### Goal of the exercise
Show all the lines in the data below that include the word "talking".

### Extracted data
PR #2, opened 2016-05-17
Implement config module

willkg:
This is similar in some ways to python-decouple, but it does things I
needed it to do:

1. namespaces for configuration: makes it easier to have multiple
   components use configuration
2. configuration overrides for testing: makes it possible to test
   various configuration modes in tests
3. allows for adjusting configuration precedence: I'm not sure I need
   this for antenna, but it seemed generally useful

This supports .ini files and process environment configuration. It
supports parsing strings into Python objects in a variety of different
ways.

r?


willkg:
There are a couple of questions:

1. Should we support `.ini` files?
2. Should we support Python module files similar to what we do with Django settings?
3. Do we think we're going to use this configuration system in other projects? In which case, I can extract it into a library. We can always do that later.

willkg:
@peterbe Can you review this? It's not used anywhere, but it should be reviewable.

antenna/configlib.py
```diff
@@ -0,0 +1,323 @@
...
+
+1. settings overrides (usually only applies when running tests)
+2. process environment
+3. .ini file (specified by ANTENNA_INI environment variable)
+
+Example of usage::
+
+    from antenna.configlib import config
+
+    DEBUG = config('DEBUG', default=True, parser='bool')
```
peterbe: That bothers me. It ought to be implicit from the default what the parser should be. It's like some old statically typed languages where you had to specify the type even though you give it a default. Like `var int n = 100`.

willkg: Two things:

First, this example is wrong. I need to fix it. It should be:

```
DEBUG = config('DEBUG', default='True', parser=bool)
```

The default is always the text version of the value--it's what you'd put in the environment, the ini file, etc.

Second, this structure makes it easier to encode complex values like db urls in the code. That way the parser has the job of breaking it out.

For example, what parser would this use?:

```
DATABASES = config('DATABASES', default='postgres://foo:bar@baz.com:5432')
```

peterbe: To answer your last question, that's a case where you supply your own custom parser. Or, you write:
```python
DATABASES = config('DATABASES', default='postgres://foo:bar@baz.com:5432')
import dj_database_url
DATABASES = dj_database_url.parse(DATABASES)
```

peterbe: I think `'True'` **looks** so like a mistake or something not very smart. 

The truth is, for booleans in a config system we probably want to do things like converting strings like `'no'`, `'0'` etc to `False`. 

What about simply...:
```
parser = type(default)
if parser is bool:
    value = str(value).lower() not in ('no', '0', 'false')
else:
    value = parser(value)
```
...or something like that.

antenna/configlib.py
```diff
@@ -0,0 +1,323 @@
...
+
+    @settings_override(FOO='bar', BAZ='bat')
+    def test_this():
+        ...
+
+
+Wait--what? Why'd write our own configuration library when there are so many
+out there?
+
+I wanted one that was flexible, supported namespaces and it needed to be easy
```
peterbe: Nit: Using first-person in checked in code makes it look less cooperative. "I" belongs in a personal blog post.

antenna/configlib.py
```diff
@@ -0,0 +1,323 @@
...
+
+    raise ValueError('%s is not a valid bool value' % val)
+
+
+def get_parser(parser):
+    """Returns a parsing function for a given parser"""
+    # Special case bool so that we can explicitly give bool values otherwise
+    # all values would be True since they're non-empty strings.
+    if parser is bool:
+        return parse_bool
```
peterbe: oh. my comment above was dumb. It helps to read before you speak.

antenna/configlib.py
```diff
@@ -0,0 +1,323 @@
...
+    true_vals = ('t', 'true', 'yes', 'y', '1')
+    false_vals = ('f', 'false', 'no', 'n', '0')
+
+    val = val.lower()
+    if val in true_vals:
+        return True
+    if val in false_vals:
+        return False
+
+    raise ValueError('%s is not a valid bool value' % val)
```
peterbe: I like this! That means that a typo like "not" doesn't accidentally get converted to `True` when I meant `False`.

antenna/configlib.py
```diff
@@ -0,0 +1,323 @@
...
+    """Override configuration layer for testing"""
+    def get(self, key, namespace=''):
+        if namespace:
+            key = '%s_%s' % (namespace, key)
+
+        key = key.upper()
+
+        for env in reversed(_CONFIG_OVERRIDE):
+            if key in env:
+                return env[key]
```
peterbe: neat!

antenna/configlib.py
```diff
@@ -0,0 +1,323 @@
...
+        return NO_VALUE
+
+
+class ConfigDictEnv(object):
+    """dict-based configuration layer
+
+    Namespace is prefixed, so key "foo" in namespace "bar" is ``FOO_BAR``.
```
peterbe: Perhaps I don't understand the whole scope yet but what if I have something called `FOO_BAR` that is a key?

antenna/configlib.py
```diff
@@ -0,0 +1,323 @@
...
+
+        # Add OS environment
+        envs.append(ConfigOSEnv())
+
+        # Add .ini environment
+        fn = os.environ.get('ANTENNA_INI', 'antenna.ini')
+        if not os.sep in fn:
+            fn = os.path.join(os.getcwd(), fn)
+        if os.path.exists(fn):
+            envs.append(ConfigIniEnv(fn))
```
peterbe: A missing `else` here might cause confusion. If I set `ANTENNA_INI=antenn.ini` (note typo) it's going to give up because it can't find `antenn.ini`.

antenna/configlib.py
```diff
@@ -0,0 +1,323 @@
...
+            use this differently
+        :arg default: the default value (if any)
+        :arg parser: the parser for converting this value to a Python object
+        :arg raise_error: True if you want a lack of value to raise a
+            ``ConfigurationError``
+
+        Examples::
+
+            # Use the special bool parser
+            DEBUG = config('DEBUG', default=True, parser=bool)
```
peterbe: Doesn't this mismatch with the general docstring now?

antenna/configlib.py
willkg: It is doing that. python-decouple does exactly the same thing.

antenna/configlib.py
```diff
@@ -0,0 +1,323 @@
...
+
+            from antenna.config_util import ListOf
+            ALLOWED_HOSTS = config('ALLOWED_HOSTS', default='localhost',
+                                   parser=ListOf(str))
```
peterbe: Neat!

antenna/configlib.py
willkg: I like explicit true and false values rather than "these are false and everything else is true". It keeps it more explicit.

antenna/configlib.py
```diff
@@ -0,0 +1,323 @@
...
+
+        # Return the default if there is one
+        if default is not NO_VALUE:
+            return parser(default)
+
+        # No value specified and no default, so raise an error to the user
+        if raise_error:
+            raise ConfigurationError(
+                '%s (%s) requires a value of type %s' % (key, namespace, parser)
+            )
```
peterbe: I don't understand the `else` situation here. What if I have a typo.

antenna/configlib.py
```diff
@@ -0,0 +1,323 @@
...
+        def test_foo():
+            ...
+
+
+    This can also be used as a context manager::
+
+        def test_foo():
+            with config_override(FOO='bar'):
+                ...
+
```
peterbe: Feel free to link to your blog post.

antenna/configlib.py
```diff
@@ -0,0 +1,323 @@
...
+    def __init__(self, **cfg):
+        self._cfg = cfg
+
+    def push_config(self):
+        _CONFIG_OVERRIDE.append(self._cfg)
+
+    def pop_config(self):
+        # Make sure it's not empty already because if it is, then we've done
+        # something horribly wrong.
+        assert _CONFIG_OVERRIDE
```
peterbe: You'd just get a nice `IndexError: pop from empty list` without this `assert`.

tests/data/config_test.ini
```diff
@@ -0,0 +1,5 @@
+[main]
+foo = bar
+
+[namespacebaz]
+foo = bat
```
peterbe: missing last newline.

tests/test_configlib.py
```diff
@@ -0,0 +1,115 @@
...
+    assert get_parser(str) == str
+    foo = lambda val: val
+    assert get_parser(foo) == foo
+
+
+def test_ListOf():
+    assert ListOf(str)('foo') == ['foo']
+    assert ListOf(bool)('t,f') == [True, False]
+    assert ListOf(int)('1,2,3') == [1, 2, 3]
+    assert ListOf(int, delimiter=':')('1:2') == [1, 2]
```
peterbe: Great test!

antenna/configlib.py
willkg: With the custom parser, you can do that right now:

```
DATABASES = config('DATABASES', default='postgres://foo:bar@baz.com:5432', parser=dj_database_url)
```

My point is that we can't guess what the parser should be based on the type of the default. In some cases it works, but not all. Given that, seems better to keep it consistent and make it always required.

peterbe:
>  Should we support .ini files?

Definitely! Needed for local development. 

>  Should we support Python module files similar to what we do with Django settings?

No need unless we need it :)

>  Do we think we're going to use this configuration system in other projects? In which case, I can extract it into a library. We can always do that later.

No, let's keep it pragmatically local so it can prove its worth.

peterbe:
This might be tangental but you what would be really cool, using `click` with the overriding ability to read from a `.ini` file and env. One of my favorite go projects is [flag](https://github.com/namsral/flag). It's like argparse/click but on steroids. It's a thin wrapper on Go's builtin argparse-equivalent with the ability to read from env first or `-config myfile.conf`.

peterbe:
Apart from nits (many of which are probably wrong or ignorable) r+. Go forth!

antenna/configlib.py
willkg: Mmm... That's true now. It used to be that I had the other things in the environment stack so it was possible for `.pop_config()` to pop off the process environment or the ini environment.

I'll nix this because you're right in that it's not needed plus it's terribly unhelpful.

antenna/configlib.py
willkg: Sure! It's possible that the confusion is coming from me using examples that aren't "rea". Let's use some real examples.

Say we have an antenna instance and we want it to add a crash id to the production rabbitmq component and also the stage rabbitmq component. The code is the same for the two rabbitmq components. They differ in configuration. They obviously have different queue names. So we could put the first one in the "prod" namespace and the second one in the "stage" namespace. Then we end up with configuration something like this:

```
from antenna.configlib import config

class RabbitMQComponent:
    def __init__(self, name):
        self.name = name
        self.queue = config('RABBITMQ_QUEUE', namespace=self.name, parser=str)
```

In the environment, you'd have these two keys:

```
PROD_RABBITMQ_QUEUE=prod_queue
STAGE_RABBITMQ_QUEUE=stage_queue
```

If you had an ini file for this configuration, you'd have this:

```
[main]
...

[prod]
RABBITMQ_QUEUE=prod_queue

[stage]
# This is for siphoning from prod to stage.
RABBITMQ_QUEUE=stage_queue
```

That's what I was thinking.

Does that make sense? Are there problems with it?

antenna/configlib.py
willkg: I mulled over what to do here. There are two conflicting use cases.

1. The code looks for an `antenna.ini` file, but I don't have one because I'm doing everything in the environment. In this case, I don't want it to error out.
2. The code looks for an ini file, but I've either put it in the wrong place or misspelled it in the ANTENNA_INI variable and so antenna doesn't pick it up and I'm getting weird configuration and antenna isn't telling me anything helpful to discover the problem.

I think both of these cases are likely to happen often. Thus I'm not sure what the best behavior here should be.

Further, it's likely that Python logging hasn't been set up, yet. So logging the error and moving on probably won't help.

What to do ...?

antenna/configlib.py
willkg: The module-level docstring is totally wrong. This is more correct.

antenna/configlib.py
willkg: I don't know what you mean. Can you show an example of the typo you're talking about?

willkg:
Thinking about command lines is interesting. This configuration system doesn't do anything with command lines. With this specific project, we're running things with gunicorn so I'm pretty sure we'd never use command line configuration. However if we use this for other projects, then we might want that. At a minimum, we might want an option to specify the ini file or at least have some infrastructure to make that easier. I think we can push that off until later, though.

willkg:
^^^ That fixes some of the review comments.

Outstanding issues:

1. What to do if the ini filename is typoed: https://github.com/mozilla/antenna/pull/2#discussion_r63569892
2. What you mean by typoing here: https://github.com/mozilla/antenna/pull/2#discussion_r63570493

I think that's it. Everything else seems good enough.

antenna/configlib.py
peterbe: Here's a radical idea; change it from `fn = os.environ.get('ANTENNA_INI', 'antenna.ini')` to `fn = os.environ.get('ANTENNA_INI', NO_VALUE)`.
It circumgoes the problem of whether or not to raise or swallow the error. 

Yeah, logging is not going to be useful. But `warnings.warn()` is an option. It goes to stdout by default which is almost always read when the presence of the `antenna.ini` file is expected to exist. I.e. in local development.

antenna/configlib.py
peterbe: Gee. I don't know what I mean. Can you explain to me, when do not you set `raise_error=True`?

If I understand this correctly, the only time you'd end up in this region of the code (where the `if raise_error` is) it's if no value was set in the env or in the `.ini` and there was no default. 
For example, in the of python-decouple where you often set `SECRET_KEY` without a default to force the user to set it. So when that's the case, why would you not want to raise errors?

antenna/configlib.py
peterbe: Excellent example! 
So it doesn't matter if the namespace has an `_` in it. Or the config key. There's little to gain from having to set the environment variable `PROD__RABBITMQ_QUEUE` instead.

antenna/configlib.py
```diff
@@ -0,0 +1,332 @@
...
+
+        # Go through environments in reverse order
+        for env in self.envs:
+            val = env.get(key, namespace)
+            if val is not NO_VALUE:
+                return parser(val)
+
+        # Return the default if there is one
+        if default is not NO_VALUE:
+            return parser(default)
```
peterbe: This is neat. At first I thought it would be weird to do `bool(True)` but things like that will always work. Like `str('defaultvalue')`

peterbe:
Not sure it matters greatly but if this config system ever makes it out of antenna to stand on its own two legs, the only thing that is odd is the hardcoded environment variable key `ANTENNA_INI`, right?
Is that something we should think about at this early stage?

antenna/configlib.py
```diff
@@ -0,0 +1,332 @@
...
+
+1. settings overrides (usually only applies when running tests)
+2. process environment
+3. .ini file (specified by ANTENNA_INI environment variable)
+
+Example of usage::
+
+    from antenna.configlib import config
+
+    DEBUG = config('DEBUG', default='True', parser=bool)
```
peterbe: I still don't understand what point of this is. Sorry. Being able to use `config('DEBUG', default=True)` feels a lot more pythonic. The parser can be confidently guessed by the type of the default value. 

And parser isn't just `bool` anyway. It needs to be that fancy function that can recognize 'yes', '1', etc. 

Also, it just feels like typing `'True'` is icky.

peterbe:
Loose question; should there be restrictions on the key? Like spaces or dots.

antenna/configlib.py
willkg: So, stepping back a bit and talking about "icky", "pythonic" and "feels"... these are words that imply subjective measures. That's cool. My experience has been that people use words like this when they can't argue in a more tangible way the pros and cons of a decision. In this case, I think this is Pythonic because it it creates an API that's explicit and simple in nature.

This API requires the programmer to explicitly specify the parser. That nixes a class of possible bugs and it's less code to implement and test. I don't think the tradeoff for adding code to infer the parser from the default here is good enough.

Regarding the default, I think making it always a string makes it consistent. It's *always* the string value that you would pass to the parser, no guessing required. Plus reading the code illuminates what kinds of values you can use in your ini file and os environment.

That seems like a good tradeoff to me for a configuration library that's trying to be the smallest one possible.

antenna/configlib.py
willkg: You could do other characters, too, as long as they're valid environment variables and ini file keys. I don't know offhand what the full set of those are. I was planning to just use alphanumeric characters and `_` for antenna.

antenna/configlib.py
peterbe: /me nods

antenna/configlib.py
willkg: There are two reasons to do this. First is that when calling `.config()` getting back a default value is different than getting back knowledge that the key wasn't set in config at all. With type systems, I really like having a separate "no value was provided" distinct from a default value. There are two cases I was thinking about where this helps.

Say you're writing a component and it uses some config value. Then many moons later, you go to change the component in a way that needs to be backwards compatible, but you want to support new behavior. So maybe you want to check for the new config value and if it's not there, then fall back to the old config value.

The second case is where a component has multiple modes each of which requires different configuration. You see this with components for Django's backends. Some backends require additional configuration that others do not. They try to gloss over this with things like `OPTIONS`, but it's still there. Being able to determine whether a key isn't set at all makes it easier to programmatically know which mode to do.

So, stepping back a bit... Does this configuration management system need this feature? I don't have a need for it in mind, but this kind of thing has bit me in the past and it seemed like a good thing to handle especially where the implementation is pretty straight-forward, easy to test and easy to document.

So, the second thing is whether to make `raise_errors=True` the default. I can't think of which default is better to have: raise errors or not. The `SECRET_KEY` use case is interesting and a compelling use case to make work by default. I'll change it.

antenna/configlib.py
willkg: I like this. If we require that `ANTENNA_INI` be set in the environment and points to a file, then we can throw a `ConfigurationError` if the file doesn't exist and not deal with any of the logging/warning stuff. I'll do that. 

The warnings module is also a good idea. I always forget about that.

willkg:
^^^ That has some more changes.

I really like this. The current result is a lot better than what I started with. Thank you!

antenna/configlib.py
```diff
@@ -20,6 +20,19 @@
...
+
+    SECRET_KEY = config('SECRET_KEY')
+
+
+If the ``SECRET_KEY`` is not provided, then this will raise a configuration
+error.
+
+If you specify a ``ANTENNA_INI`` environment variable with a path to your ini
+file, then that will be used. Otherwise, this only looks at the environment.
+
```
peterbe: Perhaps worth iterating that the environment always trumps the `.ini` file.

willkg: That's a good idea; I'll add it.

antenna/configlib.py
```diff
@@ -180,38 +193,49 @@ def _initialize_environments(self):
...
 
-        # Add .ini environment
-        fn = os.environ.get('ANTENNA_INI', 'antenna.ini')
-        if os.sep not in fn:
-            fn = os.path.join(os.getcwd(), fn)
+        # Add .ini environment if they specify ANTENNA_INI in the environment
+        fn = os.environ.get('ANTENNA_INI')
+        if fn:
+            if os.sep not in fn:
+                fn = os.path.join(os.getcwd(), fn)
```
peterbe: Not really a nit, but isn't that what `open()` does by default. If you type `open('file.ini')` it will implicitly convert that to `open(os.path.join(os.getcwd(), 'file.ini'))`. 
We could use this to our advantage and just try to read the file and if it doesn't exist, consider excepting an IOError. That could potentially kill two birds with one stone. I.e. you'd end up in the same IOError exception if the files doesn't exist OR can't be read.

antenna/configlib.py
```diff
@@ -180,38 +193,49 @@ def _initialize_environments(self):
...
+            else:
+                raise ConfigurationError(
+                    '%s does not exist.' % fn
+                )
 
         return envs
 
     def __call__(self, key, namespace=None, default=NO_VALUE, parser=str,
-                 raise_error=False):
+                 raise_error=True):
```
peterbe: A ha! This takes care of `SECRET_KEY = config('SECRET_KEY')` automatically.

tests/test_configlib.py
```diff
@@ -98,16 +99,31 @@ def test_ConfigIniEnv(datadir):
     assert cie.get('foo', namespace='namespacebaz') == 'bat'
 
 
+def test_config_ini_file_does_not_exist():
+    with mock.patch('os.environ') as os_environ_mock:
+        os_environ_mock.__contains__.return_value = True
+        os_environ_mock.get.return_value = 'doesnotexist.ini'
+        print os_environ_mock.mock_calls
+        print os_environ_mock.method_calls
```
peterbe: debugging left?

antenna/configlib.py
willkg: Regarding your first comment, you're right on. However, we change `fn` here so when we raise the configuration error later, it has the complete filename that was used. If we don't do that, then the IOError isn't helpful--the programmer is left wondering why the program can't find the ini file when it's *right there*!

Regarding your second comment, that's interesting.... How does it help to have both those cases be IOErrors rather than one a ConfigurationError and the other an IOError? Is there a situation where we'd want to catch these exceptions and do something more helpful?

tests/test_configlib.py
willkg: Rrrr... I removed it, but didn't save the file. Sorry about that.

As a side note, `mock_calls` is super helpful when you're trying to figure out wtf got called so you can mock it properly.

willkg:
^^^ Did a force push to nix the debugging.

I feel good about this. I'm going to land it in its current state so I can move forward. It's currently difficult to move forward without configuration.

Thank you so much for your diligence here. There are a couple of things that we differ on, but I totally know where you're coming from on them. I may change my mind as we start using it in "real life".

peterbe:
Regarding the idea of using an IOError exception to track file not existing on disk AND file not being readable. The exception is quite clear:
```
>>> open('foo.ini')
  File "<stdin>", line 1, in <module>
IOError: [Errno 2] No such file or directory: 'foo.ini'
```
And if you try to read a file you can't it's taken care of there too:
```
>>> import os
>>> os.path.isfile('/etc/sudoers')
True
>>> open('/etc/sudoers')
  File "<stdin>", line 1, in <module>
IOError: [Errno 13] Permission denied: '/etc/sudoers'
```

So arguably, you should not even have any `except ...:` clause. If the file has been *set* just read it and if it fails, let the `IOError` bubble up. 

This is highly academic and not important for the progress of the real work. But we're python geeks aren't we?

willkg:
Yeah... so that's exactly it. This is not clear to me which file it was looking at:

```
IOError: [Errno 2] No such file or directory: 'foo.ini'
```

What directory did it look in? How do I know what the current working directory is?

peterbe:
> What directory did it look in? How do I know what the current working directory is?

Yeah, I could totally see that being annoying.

### Solution to this exercise
willkg: I don't know what you mean. Can you show an example of the typo you're talking about?
willkg: So, stepping back a bit and talking about "icky", "pythonic" and "feels"... these are words that imply subjective measures. That's cool. My experience has been that people use words like this when they can't argue in a more tangible way the pros and cons of a decision. In this case, I think this is Pythonic because it it creates an API that's explicit and simple in nature.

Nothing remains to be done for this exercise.